What Is a Prop Firm Challenge?

A prop firm challenge is essentially a test that assesses your ability to manage capital and trade profitably under pressure. Prop firms like Apex Trader Funding, MyFundedFutures, and Trade Day offer traders the opportunity to trade with their capital—but only after you prove yourself through a series of objectives.

The challenge typically includes:

  • Profit Target: For example, achieving a 10% profit in 30 days.

  • Max Drawdown: You can’t lose more than 5% (or less) of the initial capital during the challenge.

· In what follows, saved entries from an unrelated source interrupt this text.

PR #819, opened 2022-11-11
Add ability to close a StreamedRequest

jpopesculian:
Adds an extra `close` function to `StreamedRequest` and implements it in `IoStreamedRequest` as well as adds a `BrowserStreamedRequest` for implementing it

Issue #595, opened 2021-07-15
Migrate to the `fetch` API


natebosch:
dart2js will stop supporting internet explorer soon - so all supported browser should support `fetch` which allows for streaming. I'm not sure if streaming works on firefox so that will need to be tested.

https://api.dart.dev/stable/2.13.4/dart-html/Window/fetch.html

https://github.com/dart-lang/http/blob/f93c76fabdb03963303762e3fe16cbdf60799cff/lib/src/browser_client.dart#L27-L29

pedia:
How about this since one year past?

jtmcdole:
This would be a good feature request for us. Happy to take a look and see how well it maps.

natebosch:
Example of using `fetch` in Dart: https://github.com/dart-lang/dartdoc/blob/f0d2cbf5f517d936d01a61e7350147e3ad12edb9/web/search.dart#L35

pedia:
We need cross all platform `fetch`.  e.g long polling http request
It's called in package:http/http.

srix55:
Looks like we need to fallback on websockets. Flutter web's http (BrowserClient) has no streaming capability. EventSources have their own issues (no http headers, for starters). That's a huge minus. Fetch, QUIC, web-transport, http3 are still years away. websockets it is.

jtmcdole:
> Looks like we need to fallback on websockets. Flutter web's http (BrowserClient) has no streaming capability. EventSources have their own issues (no http headers, for starters). That's a huge minus. Fetch, QUIC, web-transport, http3 are still years away. websockets it is.

what about web-rtc?

kaoet:
Bump this thread. There is no XHR in Chrome manifest v3 service workers so `fetch` must be used there instead of XHR. https://developer.chrome.com/docs/extensions/mv3/intro/mv3-migration/#background-service-workers

momrak:
Is there any chance of this happening any time soon, or what is the status? Are there any other reasons to keep using XHR now that IE is dead?

Zekfad:
I've come across the issue that XHR missing information about redirects.
I've made fetch binding and custom Client on userland, so you can use my [fetch_client](https://pub.dev/packages/fetch_client) as a workaround.

Deishelon:
Any updates on this?

AlejandroArciniegas:
How can I help moving this forward?

Dampfwalze:
[...]

PR #978, opened 2023-07-05
Support Request Cancellation, Timeouts via RequestController

### LINKED ISSUE #204: Cancellable requests

### LINKED ISSUE #424: Design an API to support aborting requests
On the web `HttpRequest` supports `abort`: https://api.dart.dev/stable/2.8.1/dart-html/HttpRequest/abort.html

We have a proposal for adding abort on the `dart:io` `HttpClientRequest`: https://dart-review.googlesource.com/c/sdk/+/147339

We need to come up with a design for supporting `abort` through the interfaces in this package and validate that we can build it on both `dart:html` and `dart:io` implementations.

The easiest option might be to add a method on `StreamedResponse`. There is some precedent for that with `IOStreamedResponse.detachSocket`. https://github.com/dart-lang/http/blob/9063ba379b7e7386cced830feb27cc7a5fd3ec7e/lib/src/io_streamed_response.dart#L36 (we need to make sure the differences between these are clearly documented.

I do wonder if we need to consider some sort of support for the more convenient methods than `send` though...

cc @kevmoo @jakemac53 @grouma @zichangg @lrhn for thoughts

### LINKED ISSUE #567: Abort or cancel multipart request

SamJakob:
Closes #204, closes #424, closes #567
Supersedes and closes #521, supersedes and closes #602, supersedes and closes #819

This PR implements an opt-in `RequestController` API to manage requests. The API is opt-in, future-proof and backwards-compatible both for implementations of `Client` and for end users. If a controller is not specified by the user, the existing functionality of the package is maintained. Likewise, clients can opt-in to the new API and show they are doing so by overriding `supportsController` to be true and implementing the functionality. Later functionality of a similar nature can also be added in an opt-in manner by simply adding it to the `RequestController` class.

See the full examples below, but a brief tour of the RequestController's functionality is as follows:
```dart
// Create a request controller, can be passed into multiple requests to
// cancel them all at once or to set timeouts on all of them at once.
// Or, one can be created per request.
final controller = RequestController(
  // Optional timeout for the overall request (entire round trip).
  timeout: Duration(seconds: 5),
  // Optional timeouts for each state of the request.
  // If a state is not specified, it will not timeout.
  partialTimeouts: PartialTimeouts(
    // Timeout for connecting to the server.
    connectTimeout: Duration(seconds: 5),
    // Timeout for the request body to be sent and a response to become
    // available from the server.
    sendTimeout: Duration(seconds: 4),
    // Timeout for processing the response body client-side.
    receiveTimeout: Duration(seconds: 6),
  ),
);
```

It can then be used as follows:
```dart
final response = await client.get(
  // URL that hangs for 5 seconds before responding.
  Uri.parse('http://localhost:3456/longrequest'),
  controller: controller,
);
// Unhandled exception:
// TimeoutException after 0:00:04.000000: Future not completed

// or,
controller.cancel(); // Causes request future to throw CancelledException
```

I note, from above, that there was existing work in both request cancellation and timeouts however I felt that this different approach could cleanly solve both issues with a single, more ergonomic, user-friendly and intuitive API. This work started originally as a private fork of the package to implement some functionality required for another package, however I felt that the results might be viable for inclusion in the upstream package.

---

Additionally, with respect to #819, I happened to implement this similarly to make it possible to abort a response of an `IOClient` (useful for applications that need to interrupt a response with a large payload). For this, I created a `ClosableStreamedResponse` that extends `StreamedResponse` with an additional `close` future.

This should only be necessary for the `IOStreamedResponse` (for which it is implemented with detachSocket and destroy which has been tested and works). The browser client appears to obtain the entire buffered response from the browser (via the `onLoad` event) and return that, so there's no sense or utility in closing that response - it can be aborted with `xhr.abort`.

For `ClosableStreamedResponse`s to be cancellable with the controller, `Response.fromStream` grabs the `ActiveRequestTracker` for the response's request (if there is one) and, if that controller has `cancel` called on it, closes the response stream if and only if the response's stream is a ClosableStreamedResponse. (See lines 70-78 of `response.dart`).

---

## Examples

<details>
<summary><b>Partial Timeouts (for each step of the request-response cycle)</b></summary>

<br>

```dart

Future<void> main() async {
  Client client = Client();

  // Create a request controller, can be passed into multiple requests to
  // cancel them all at once or to set timeouts on all of them at once.
  // Or, one can be created per request.
  final controller = RequestController(
    // Optional timeout for the overall request (entire round trip).
    timeout: Duration(seconds: 5),
    // Optional timeouts for each state of the request.
    // If a state is not specified, it will not timeout.
    partialTimeouts: PartialTimeouts(
      // Timeout for connecting to the server.
      connectTimeout: Duration(seconds: 5),
      // Timeout for the request body to be sent and a response to become
      // available from the server.
      sendTimeout: Duration(seconds: 4),
      // Timeout for processing the response body client-side.
      receiveTimeout: Duration(seconds: 6),
    ),
  );

  final response = await client.get(
    // URL that hangs for 5 seconds before responding.
    Uri.parse('http://localhost:3456/longrequest'),
    controller: controller,
  );

  // Unhandled exception:
  // TimeoutException after 0:00:04.000000: Future not completed
  print(response.body);
}
```

_In this case, the send timeout triggers a `TimeoutException` because no response is received from the server._

Server-side logs:
```
04:29:58.608 PM [Request (/longrequest)]        resume
04:29:58.610 PM [Request (/longrequest)]        readable
04:29:58.610 PM [Request (/longrequest)]        end
04:29:58.610 PM [Request (/longrequest)]        close
04:30:02.618 PM [Response (/longrequest)]       close
```

</details>

<details>
<summary><b>Partial Timeouts (another example)</b></summary>

<br>

```dart

Future<void> main() async {
  Client client = Client();

  // Create a request controller, can be passed into multiple requests to
  // cancel them all at once or to set timeouts on all of them at once.
  // Or, one can be created per request.
  final controller = RequestController(
    // Optional timeout for the overall request (entire round trip).
    timeout: Duration(seconds: 10),
    // Optional timeouts for each state of the request.
    // If a state is not specified, it will not timeout.
    partialTimeouts: PartialTimeouts(
      // Timeout for connecting to the server.
      connectTimeout: Duration(seconds: 5),
      // Timeout for the request body to be sent and a response to become
      // available from the server.
      sendTimeout: Duration(seconds: 4),
      // Timeout for processing the response body client-side.
      receiveTimeout: Duration(seconds: 6),
    ),
  );

  final response = await client.get(
    // URL that immediately writes headers and a partial body, then hangs for
    // 5 seconds before responding with the remainder.
    Uri.parse('http://localhost:3456/longpoll'),
    controller: controller,
  );

  // Hello, world! (the payload sent immediately)
  // Hello, world! (the payload sent after 5 seconds)
  print(response.body);
}
```

_In this case, none of the timeouts trigger an exception because the response body becomes available immediately, even if it is not complete and the server hangs for only 5 seconds before completing the response, meaning the receive timeout of 6 seconds is not triggered either._

Server-side logs:
```
04:37:36.225 PM [Request (/longpoll)]   resume
04:37:36.226 PM [Request (/longpoll)]   readable
04:37:36.226 PM [Request (/longpoll)]   end
04:37:36.226 PM [Request (/longpoll)]   close
04:37:41.230 PM [Response (/longpoll)]  finish
04:37:41.230 PM [Request (/longpoll)]   resume
04:37:41.231 PM [Response (/longpoll)]  close
```

</details>

<details>
<summary><b>Cancelation Example (cancel during response)</b></summary>

<br>

```dart

Future<void> main() async {
  Client client = Client();

  // Create a request controller, can be passed into multiple requests to
  // cancel them all at once or to set timeouts on all of them at once.
  // Or, one can be created per request.
  final controller = RequestController();

  final responseFuture = client.get(
    // URL that hangs for 5 seconds before responding.
    Uri.parse('http://localhost:3456/longrequest'),
    controller: controller,
  );

  await Future.delayed(Duration(milliseconds: 500));
  controller.cancel();

  final response = await responseFuture;
  print(response.body);

  // Unhandled exception:
  // CancelledException: Request cancelled
  print(response.body);
}
```

_Cancels after 500ms which is whilst the response is being written. The connection is destroyed so both the client and server clean up immediately after the request is cancelled._

Server-side logs:
```
04:41:11.651 PM [Request (/longrequest)]        resume
04:41:11.651 PM [Request (/longrequest)]        readable
04:41:11.652 PM [Request (/longrequest)]        end
04:41:11.652 PM [Request (/longrequest)]        close
04:41:12.137 PM [Response (/longrequest)]       close
```

</details>

<details>
<summary><b>Cancellation Example (cancelled immediately)</b></summary>

<br>

```dart

Future<void> main() async {
  Client client = Client();

  // Create a request controller, can be passed into multiple requests to
  // cancel them all at once or to set timeouts on all of them at once.
  // Or, one can be created per request.
  final controller = RequestController();

  final responseFuture = client.get(
    // URL that hangs for 5 seconds before responding.
    Uri.parse('http://localhost:3456/longrequest'),
    controller: controller,
  );

  controller.cancel();

  final response = await responseFuture;
  print(response.body);

  // Unhandled exception:
  // CancelledException: Request cancelled
  print(response.body);
}
```

_The request is cancelled immediately and isn't even logged on the server._

Server-side logs:
```
(none)
```

</details>

---

Server implementation and Dart client example used to test:
https://github.com/SamJakob/cancellable_http_dart_testing

---

<details>

</details>


pkgs/http/lib/src/client.dart
```diff
@@ -34,6 +35,13 @@ import 'streamed_response.dart';
 /// another instance of [Client] and add functionality on top of that. This
 /// allows all classes implementing [Client] to be mutually composable.
 abstract interface class Client {
+  /// Whether this client supports the [RequestController] API.
+  ///
+  /// If this is `true`, [send] will use the supplied [RequestController] and
+  /// will allow cancelling the request and specifying a timeout. Otherwise,
+  /// a specified [RequestController] will be ignored.
+  bool get supportsController;
```
natebosch, line 43: This is a breaking change for `implements Client` uses. For example https://github.com/google/googleapis.dart/blob/ef216bc000480b20d8a08776343bd2f8eacd423d/googleapis_auth/lib/src/auth_client.dart#L10

natebosch (commented):
This is an interesting API.

What are your use cases for being able to independently control parts of the timeout?

I don't think we'll be able to move forward with this PR in the short term. It will take a deeper review to see if this API is in the direction we'd want to go with cancellation.

cc @brianquinlan

pkgs/http/lib/src/client.dart
SamJakob: Oops - as was already the case with `BaseClient` that was supposed to return `false` by default to allow clients to opt-in.

natebosch: Adding the API at all is breaking. Any class which `implement Client` without `extends BaseClient` will be missing the override.

SamJakob:
I think generally the ability to control timeouts over individual parts of the lifecycle would be beneficial for specific use cases - particularly those dealing with large payloads - off the top of my head, some examples could be:
- to abort a connection if connecting to the server takes too long, but not once the initial connection has been made.
- to trigger a timeout only once the response is being delivered (for example, uploading a large payload that takes - say 30 seconds - to upload and subsequently alotting a time frame in which to start receiving a response).

These could be used similarly to the `headerTimeout` and `contentTimeout` discussed in #521.

Also, `sendTimeout` refers to the point in the lifecycle where the response headers are delivered because that I considered to be the end of the `sending` phase, but maybe it's more intuitive to call that `headersTimeout` and have `responseTimeout` be `contentTimeout`.

I would imagine it is most useful for things like `StreamedResponse` where you could set a timeout for the initial connection and response headers (`connectTimeout` and `sendTimeout`) but not for the response or the request as a whole.

Also, the lifecycle is tracked implicitly for the purposes of properly supporting cancellation in any client implementing the `RequestController` API, so I felt it useful to expose the timeouts for each of those stages too.

pkgs/http/lib/src/client.dart
SamJakob: Oh yes, of course. I'll do some testing against something like the linked client (`AuthClient`) for that then - I didn't initially find any clients that implemented `Client` so I presumed they would use `BaseClient` like `ReplyClient` does.

That might need further review then, but off the top of my head a backwards-compatible solution could be to introduce some stub that could be mixed in or included and tested for.

For example: https://dartpad.dev/bc9a693d707f95a0356291817f38db1e

pkgs/http/lib/src/browser_client.dart
```diff
@@ -52,8 +56,107 @@ class BrowserClient extends BaseClient {
...
+            onCancel: handleCancel,
+          ));
+        }
+
+        xhr.onReadyStateChange.listen((_) {
+          // If the connection is at the OPENED stage and the
+          // connectCompleter has not yet been marked as completed, complete it.
+          if (xhr.readyState == HttpRequest.OPENED) {
+            if (connectCompleter != null) {
+              connectCompleter.complete();
```
brianquinlan, line 115: Does HttpRequest.OPENED really imply that a connection has been established? I thought that it just meant that `.open()` has been called.

brianquinlan:
I think that `partialTimeouts` is a pretty complex API to implement and I'm not sure that it can be implemented completely on any `Client` other than `IOClient`.

Would it make sense to ask people who need these more advanced features to use `package:dio`? Though I'm not sure if their timeout, cancellation and progress support works [if adapting from a `package:http` `Client`](https://github.com/cfug/dio/blob/main/plugins/native_dio_adapter/lib/src/conversion_layer_adapter.dart).

pkgs/http/lib/src/browser_client.dart
SamJakob: No, it doesn't ([as suggested here on StackOverflow](https://stackoverflow.com/questions/58324522/how-to-check-that-xmlhttprequest-connection-was-established-before-data-arrive)) so that probably shouldn't be implemented in the BrowserClient.

That said, whilst looking into the browser side of things, I saw that the new fetch API ([caniuse: fetch API](https://caniuse.com/?search=fetch)) supports streams ([caniuse: ReadableStream](https://caniuse.com/?search=ReadableStream)) and could probably be used to implement this functionality as it is on the Dart side.

What kind of support is being aimed for on the browser side? Is there a reason XMLHTTPRequest is still being used or might it be worth looking at moving to the fetch API? - See #595

SamJakob:
I agree that it is complex and maybe there is a point to be made that its complexity falls outside the scope of the package. I had some reservations about `partialTimeouts` with respect to testing too. That said, I replied to your review comment to address implementing it in `BrowserClient` with a streaming implementation of the `fetch` API that could allow for implementation of both platforms in a fairly similar way.

Also, as mentioned before, tracking the lifecycle in a similar manner would still be essential (at least on `dart:io`) to ensure the request is cancelled properly on certain platforms. It would just be a matter of determining the costs/benefits of exposing timeouts over it as an API.

I think the major benefit of this package is that it encapsulates all of the platform-specific implementations and exposes a single consistent API so as long as it is done consistently I would advocate including the feature in this package because it would save anyone needing a cross-platform HTTP solution that also requires control over `partialTimeouts` from having to re-implement each platform implementation.

JaffaKetchup:
Just seen that this has been re-opened! 🎉

I've been wondering whether an approach without a dedicated controller could work.

I'm not sure why the timeouts would be best in the controller, apart from the advantage that the controller could be reused, but what if the HTTP method took a future, that, if completed, cancelled the request. Users could then control this through a standard `Completer`. (This pattern is similar to what we offer to users in a package I maintain). This wouldn't be reusable, but maybe is a more fluent way to express this? I guess it's down to opinion though.

Regardless, hoping this can be merged as relying on Dio for this is a bit annoying!

(Separately, I was wondering whether aborting HTTP is possible in WASM?)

  • Daily Loss Limit: Often set at 1-2% per day to ensure you're not risking too much in one trade.

But passing this challenge is not just about being a good trader. It’s about mastering risk management, staying disciplined, and following the rules to the letter.

Step 1: Master the Prop Firm’s Rules and Requirements

Before you even think about opening a position, know the rules inside and out. The key difference between those who pass and fail is how well they follow the firm’s guidelines.

Key Things to Know:

  1. Profit Target & Timeframe: You’ll usually have a set timeframe to hit a profit target—let’s say 10% over 30 days. Make sure you break this down: don’t try to hit the target all at once, and don’t rush it. You can take small, steady wins.

    • Example: If you're aiming for a 10% profit in 30 days, target a 0.33% return per day. This helps you avoid going for big wins that could blow up your account.

  2. Max Drawdown: This is one of the most crucial rules. Exceeding the max drawdown (usually 5% of the starting capital) means you’ll fail the challenge. Never risk more than 1-2% on a single trade.

    • Example: On a $50,000 account, you can't lose more than $2,500. If you’re risking 1% per trade, that’s $500. This means you can take 5 losing trades in a row before you hit the max drawdown limit.

  3. Daily Loss Limit: Most firms impose a daily loss limit of 1-2%. This means if you lose 1% in a day, you need to stop trading immediately. This forces you to maintain strict discipline.

    • Pro Tip: Set an alert or reminder on your phone so that you’re aware when you’re close to the daily loss limit.

Step 2: Develop a Specific, Repeatable Strategy

In the prop firm challenge, consistency is king. You’re not looking for home runs—you’re looking for steady, repeatable profits.

How to Build a Trading Strategy That Works for the Challenge:

  1. Focus on 1-2 Trading Setups: Choose simple setups that you can repeat over and over. This could be a basic trend-following strategy, breakouts, or a scalping method. Don’t complicate things.

    • Example: A moving average crossover strategy (where a shorter-term moving average crosses above a longer-term moving average) can work well for swing trading. It's simple and gives you clear entry and exit signals.

  2. Don’t Overtrade: Prop firms want to see that you can manage risk. Overtrading—making too many trades, especially when the market doesn’t fit your setup—can be disastrous. If you’re not sure whether a setup is good, skip it.

    • Pro Tip: Set a limit for the number of trades per day, such as 3-5 trades. This helps keep you focused and reduces the chance of unnecessary losses.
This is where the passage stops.